Glucocorticoids induce the production of the chemoattractant CCL20 in airway epithelium
- 1Dept of Clinical Pharmacology, Laboratory of Medicine, Lund University Hospital, Lund, Sweden
- 2Dept of Experimental Medical Science, Unit of Respiratory Immunopharmacology, Lund University, Lund, Sweden
- Carl Persson, Dept of Clinical Pharmacology, Laboratory of Medicine, Lund University Hospital, S-22185 Lund, Sweden. E-mail: Carl.persson{at}med.lu.se
Abstract
A major challenge is to distinguish between good and bad aspects of inflammation http://ow.ly/DAglc
To the Editor:
We read with interest the report by Zijlstra et al. [1] in which the effects of glucocorticoids possibly contributed to airway neutrophilia in asthma. This study nicely adds to the research demonstrating that corticosteroids not only inhibit the production of several inflammatory chemokines and cytokines, but also corticosteroids increase levels of certain regulatory proteins; these neutrophil-active proteins are potentially involved in inflammation or, indeed, in host defence. Hence, the data reported by Zijlstra et al. [1] may deserve attention beyond the focus given by the authors.

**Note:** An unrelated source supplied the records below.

PR #1779, opened 2025-10-22
fix(base): set udev log level properly

turret-dev:
since udev logging functionality was added in af67d62151 to dracut, in commit 25e773eeb4 in systemd, udev has since migrated from its own logging system to the logging system found in the rest of systemd, which uses a different environment variable for setting the log level.  this will allow for systems to truely be quiet during boot (i.e., before showing a splash or before the init system begins being loud)

hilariously, udev did the migration the day after dracut added support! if systems were kept up to date with live branches, that means the original change would have only worked for one day.

## Checklist

Fixes af67d62151

### DIFF
--- a/modules.d/80base/init.sh
+++ b/modules.d/80base/init.sh
@@ -146,8 +146,11 @@ getargbool 0 rd.udev.log_level=info -d rd.udev.log-priority=info -d rd.udev.info
 getargbool 0 rd.udev.log_level=debug -d rd.udev.log-priority=debug -d rd.udev.debug -d -y rdudevdebug \
     && UDEV_LOG=debug
 
+mkdir -p /etc/udev
+echo "udev_log=${UDEV_LOG}" >> /etc/udev/udev.conf
+
 # start up udev and trigger cold plugs
-UDEV_LOG=$UDEV_LOG "$systemdutildir"/systemd-udevd --daemon --resolve-names=never
+"$systemdutildir"/systemd-udevd --daemon --resolve-names=never
 
 UDEV_QUEUE_EMPTY="udevadm settle --timeout=0"
 


modules.d/80base/init.sh
```diff
@@ -147,7 +147,7 @@ getargbool 0 rd.udev.log_level=debug -d rd.udev.log-priority=debug -d rd.udev.de
     && UDEV_LOG=debug
 
 # start up udev and trigger cold plugs
-UDEV_LOG=$UDEV_LOG "$systemdutildir"/systemd-udevd --daemon --resolve-names=never
+SYSTEMD_LOG_LEVEL=$UDEV_LOG "$systemdutildir"/systemd-udevd --daemon --resolve-names=never
```
Conan-Kudo: Do we need both variables for things like eudev?

Conan-Kudo (changes requested):

modules.d/80base/init.sh
turret-dev: No, eudev doesn't check any environment variables for log levels.  The old variant does not work at all for the current version of eudev, released in 2023.

If we wanted to support eudev, then we would have to set log level in udev.conf instead, which would actually set it for both implementations

turret-dev: Also, the command explicitly starts systemd-udevd.  I'm not sure if that is whatever version of udevd is in the host is copied or if it is only systemd's udevd.

aafeijoo-suse: > Also, the command explicitly starts systemd-udevd. I'm not sure if that is whatever version of udevd is in the host is copied or if it is only systemd's udevd.

Any udevd, see:

https://github.com/dracut-ng/dracut-ng/blob/d361c3f0cfca6ce65e648934447e0ae355b6e06b/modules.d/74udev-rules/module-setup.sh#L12-L25

jozzsi: > If we wanted to support eudev, then we would have to set log level in udev.conf instead, which would actually set it for both implementations

So maybe `/run/udev/udev.conf`, since eudev is also supported (and tested e.g. with Void and Alpine).

turret-dev: what is /run/udev/udev.conf? eudev uses /etc/udev/udev.conf by default and doesn't check anything else .. just checked (using latest commit) and /etc/udev/udev.conf works for systemd udev as well

jozzsi: Should this chunk of code be conditional - only write `udev.conf` if `UDEV_LOG` is set ?

turret-dev: > Should this chunk of code be conditional - only write `udev.conf` if `UDEV_LOG` is set ? 
> 

`UDEV_LOG` is always set. it is by default set to `err` which eliminates the systemd-udevd starting message

Conan-Kudo (approved):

Neutrophils are present in sputum of normal subjects. They are also increased in many respiratory conditions. Unsurprisingly, striking variability of sputum neutrophil counts has been demonstrated in corticosteroid-treated asthma [2] and was also recorded by Zijlstra et al. [1]. The notion that corticosteroids cause neutrophilia by inhibiting apoptosis of these cells is flourishing in the literature. It is so established that there is no longer any need to present supporting evidence [3]. Zijlstra et al. [1] do not discuss this aspect but their choice of reference regarding neutrophilic asthma is focussed on popular roles of apoptosis.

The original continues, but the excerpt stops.